# Beware scam pipe site



## FlimFlammery (Feb 25, 2011)

Tobacco Pipes,Smoking Pipes,Smoking Pipes For Sale At Somker Pipe .com

They've all but cloned Smoker's Haven's layout and they use images and descriptions from Smokingpipes.com. Don't be fooled.


----------



## Commander Quan (May 6, 2003)

Good catch. They're running on a server out of China, so I'm not sure if the copyright owners have any recourse or not but at least we'll know what's up.


----------



## Commander Quan (May 6, 2003)

Too bad too, I'd really like to get that Kei'Ichi Gotoh Speared Fish for $323. Or maybe I'll buy a couple since they have 68 units in stock.


----------



## Stonedog (Mar 9, 2011)

It's amazing how often copyrighted material from an online store is stolen and re-used by crooks like this. It doesn't take much to write a script, walk a website or two to capture the content and then load it up into your own. :mad2:


----------



## BrewShooter (Mar 17, 2011)

Damn you somker pipe!!!!


----------



## Pugsley (Jul 12, 2009)

A Chinese scam site? Really?
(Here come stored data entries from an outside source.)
PR #5919, opened 2026-07-10
fix(fc-units-override): Add validation to prevent fixed charges updates for incomplete subscriptions

osmarluz:
## Context

A subscription gated on a payment activation rule (`incomplete` status) must not be editable until the gating invoice is paid. `Subscriptions::UpdateService` already rejects edits on incomplete subscriptions, but the dedicated fixed-charge edition endpoint (`updateSubscriptionFixedCharge` mutation and `PUT /api/v1/subscriptions/:external_id/fixed_charges/:code`) did not: the edition was applied and the emitted fixed-charge event was billed by `BillFixedChargesDeltaJob` right after activation, bypassing the payment gate.

## Description

Reject any fixed-charge edition on an incomplete subscription with a `subscription_incomplete` validation failure at the top of `Subscriptions::UpdateOrOverrideFixedChargeService#call`, covering both the GraphQL and REST entry points. Pending and active subscriptions (including formerly gated ones) remain fully editable.


ancorcruz (approved):
looks great.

Does this mean that my Dunghill and Pooterson pipes might not be the real thing? They told me the misspellings were just a common clerical error.


----------



## pffintuff (Apr 20, 2011)

Yeah, get the word out. The little thieves need to be shot.


----------



## Stubby (Dec 6, 2010)

Has anybody actually been scammed by them? I actually almost ordered from them the other day.


----------



## KBibbs (Oct 28, 2008)

Pugsley said:


> A Chinese scam site? Really? Does this mean that my Dunghill and Pooterson pipes might not be the real thing? They told me the misspellings were just a common clerical error.


:biglaugh::biggrin::bowdown::rofl:ound::r Nice:tea:


----------



## Hambone1 (May 31, 2011)

How do you know it's a scam?


----------



## KBibbs (Oct 28, 2008)

"Call Us Toll Free:
Sales(at)smokerpipe.com"

Anyone tried calling their email yet?

Edit: See if I can keep that email from becoming a link...


----------



## FlimFlammery (Feb 25, 2011)

Shawn said:


> How do you know it's a scam?


See this pipe that was sold on smokingpipes.com Michael Parks Sandblasted Billiard (III) Pipes at Smoking Pipes .com Read the description written there.

Now check out this pipe the scam site is offering for sale: Michael Parks: Sandblasted Billiard (III) [002-473-0004] - $650.00 :

Look familiar? Also take into consideration they're saying they have 68 of them in stock. Michael Parks doesn't even list 68 of his pipes on his own site, total. Much less 68 of the same make.


----------



## Stonedog (Mar 9, 2011)

KBibbs said:


> "Call Us Toll Free:
> Sales(at)smokerpipe.com"
> 
> Anyone tried calling their email yet?
> ...


And read the "About Us" section. Nothing about the retailer and some very poorly translated text about pipe smoking in general.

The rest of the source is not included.